WLXR
- Tomah, Wisconsin; United States;
- Broadcast area: La Crosse, Wisconsin
- Frequency: 96.1 MHz
- Branding: Mix 96.1 & 97.9

Programming
- Language: English
- Format: Adult contemporary
- Affiliations: AP Radio; Compass Media Networks; Premiere Networks;

Ownership
- Owner: Magnum Broadcasting, Inc
- Sister stations: WTMB, WBOG, WKBH-FM, WQCC

History
- First air date: March 11, 1992 (as WTRL-FM)
- Former call signs: WTRL-FM (1990–1992); WBOG (1992–1997); WUSK (1997–2000); WXYM (2000–2023); WLXR-FM (2023);

Technical information
- Licensing authority: FCC
- Facility ID: 39627
- Class: C2
- ERP: 44,000 watts
- HAAT: 160 m (525 ft)
- Transmitter coordinates: 44°1′32.00″N 90°48′58.00″W﻿ / ﻿44.0255556°N 90.8161111°W

Links
- Public license information: Public file; LMS;
- Webcast: Listen Live
- Website: wlxrradio.com

= WLXR (FM) =

WLXR (96.1 FM, "Mix 96.1 & 97.9") is a radio station broadcasting an adult contemporary music radio format. Licensed to Tomah, Wisconsin, United States, the station serves the greater La Crosse area. The station is owned by Magnum Broadcasting and features programming from AP Radio, Compass Media Networks and Premiere Networks.
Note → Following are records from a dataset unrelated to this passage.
PR #1663, opened 2022-12-23
ADEN-12557 Add AB features to GameFAQs, Gamespot and TVGuide bundles

nandy-andy:


dmnsobczak (approved):

src/core/services/bab-detection.ts
```diff
@@ -24,10 +24,15 @@ class BabDetection {
...
 
 	async run(): Promise<boolean> {
-		const isBabDetected: boolean = await this.checkBlocking();
+		let isBabDetected: boolean = await this.checkBlocking();
 
 		utils.logger(logGroup, 'BAB detection, AB detected:', isBabDetected);
 
+		if (!isBabDetected) {
+			isBabDetected = await this.checkDomainBlocking();
+			utils.logger(logGroup, 'GAM domain blocking detection - detected:', isBabDetected);
```
szymon-nawrocki, line 33: Or it will be even better to move this log to the method `checkDomainBlocking()`, this way we can call in line 27 `const isBabDetected: boolean = await this.checkBlocking() || await this.checkDomainBlocking()` and the log in line 29 can stay as it is.

src/core/services/bab-detection.ts
```diff
@@ -24,10 +24,15 @@ class BabDetection {
 	}
 
 	async run(): Promise<boolean> {
-		const isBabDetected: boolean = await this.checkBlocking();
+		let isBabDetected: boolean = await this.checkBlocking();
 
 		utils.logger(logGroup, 'BAB detection, AB detected:', isBabDetected);
```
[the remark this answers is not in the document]
nandy-andy: Why do you think it's misleading? It clearly states it's the BAB detection that succeed or failed. If it fails then you'll receive another log message about domain blocking detection (not BAB detection) succeed or failed 🤔

src/core/services/bab-detection.ts
nandy-andy: Won't this way make unnecessary HTTP request from `this.checkDomainBlocking()` when `this.checkBlocking()` returns `true`? 🤔 The logic here is simple: if BAB detected ad block we trust it and we don't make additional HTTP request. If BAB fails, let's check domain blocking.

src/core/services/bab-detection.ts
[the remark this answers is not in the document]
szymon-nawrocki: Okay, I think I mistaken BAB detection with ad block detection. Maybe because result of `checkDomainBlocking()` is assigned to variable `isBabDetected`. But this is just a nitpicking

src/core/services/bab-detection.ts
szymon-nawrocki: JS won't execute second part if the first is true, but this will require moving the log message from line 33, so maybe it will be better to leave it as it is

src/core/services/bab-detection.ts
```diff
@@ -69,14 +74,39 @@ class BabDetection {
 		});
 	}
 
+	public doesBlockAdBlockExist() {
```
szymon-nawrocki, line 77: How about just `blockAdBlockExist()` so more literally in English and easier to read?
(`if (doesBlockAdBlockExists)` vs `if (blockAdBlockExists)`)

src/platforms/gamefaqs/gamefaqs-platform.ts
```diff
@@ -28,6 +29,7 @@ export class GamefaqsPlatform {
 			// once we have Geo cookie set on varnishes we can parallel bootstrapAndGetConsent and InstantConfigSetup
 			() => bootstrapAndGetConsent(),
 			InstantConfigSetup,
+			GameFaqsWadSetup,
```
szymon-nawrocki, line 32: It would be nice to change the class name to GamefaqsWadSetup (with small "f") too keep the class names consistent.

spec/platforms/shared/services/wad-runner.spec.ts
```diff
@@ -0,0 +1,49 @@
...
+		babDetectionStub.isEnabled.returns(true);
+		babDetectionStub.run.returns(babDetectionRunStub);
+
+		const wadRunner = new WadRunner(babDetectionStub, onDetected);
+		await wadRunner.call();
+
+		expect(onDetected.called).to.equal(true);
+	});
+
+	function createDetectionRunStub(returnValue: boolean) {
```
szymon-nawrocki, line 42: It would be nice to move the function outside `describe` block so the tests are not cluttered with unnecessary things

spec/core/services/bab-detection.spec.ts
```diff
@@ -0,0 +1,100 @@
...
+		createCreateBlockAdBlockStub(detector);
+		sinon.stub(detector, 'checkDomainBlocking').returns(createCheckDomainBlockingStub(true));
+
+		return await detector.run().then((detected) => {
+			expect(detected).to.be.true;
+		});
+	});
+
+	function createCreateBlockAdBlockStub(detector) {
+		// @ts-ignore just for tests
```
szymon-nawrocki, line 79: This `// @ts-ignore` is unnecessary

spec/ad-services/bt-rec/bt-rec.spec.ts
```diff
@@ -0,0 +1,60 @@
+import { expect } from 'chai';
+import { createSandbox } from 'sinon';
+
+import { context, utils } from '../../../src/core';
+import { btRec } from '../../../src/ad-services/bt-rec';
```
szymon-nawrocki, line 5: Import can be shortened with:
`import { btRec } from '@wikia/ad-services';`

spec/core/services/bab-detection.spec.ts
```diff
@@ -0,0 +1,100 @@
+import { expect } from 'chai';
+import sinon from 'sinon';
+
+import { BabDetection } from '../../../src/core/services/bab-detection';
```
szymon-nawrocki, line 4: Import can be shortened with:
`import { BabDetection } from '@wikia/core';`

szymon-nawrocki (dismissed):
👌

szymon-nawrocki (approved):

szymon-nawrocki (dismissed):

szymon-nawrocki (approved):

The station no longer broadcasts in HD radio.

==History==
The station was assigned call sign WTRL-FM on August 8, 1990. On February 7, 1992, the station changed its call sign to WBOG, again on February 3, 1997, to WUSK, and on October 20, 2000, to WXYM. From 2019 to 2020, the station re-broadcast on 107.1 from WKBH-FM HD3 until it became "Alt 107.1." On September 7, 2021, WXYM added Elvis Duran for mornings.
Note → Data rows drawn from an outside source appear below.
PR #1670, opened 2022-12-27
ADEN-12573

lnawrotek:


nandy-andy (approved):

src/platforms/shared/bootstrap.ts
```diff
@@ -4,6 +4,8 @@ import { trackingOptInWrapper } from './consent/tracking-opt-in-wrapper';
 export async function bootstrapAndGetConsent(): Promise<void> {
 	logVersion();
 
+	utils.geoService.setUpGeoData();
+
 	await trackingOptInWrapper.init();
 
 	utils.geoService.setUpGeoData();
```
nandy-andy, line 11: Maybe it's worth leaving a comment here that 2nd time is the charm ;) Meaning we call it second time because `tracking-opt-in` will set the cookie if it won't find it.

dmnsobczak (approved):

On May 14, 2023, Magnum Communications changed the call sign from WXYM to WLXR-FM, which was the former call sign for WEQL. On May 29, the call sign changed again, to WLXR.

On May 19, 2025, WLXR shifted its format to adult contemporary, branded as "Mix 96.1 & 97.9", simulcasting on translator W250AZ 97.9 FM La Crosse.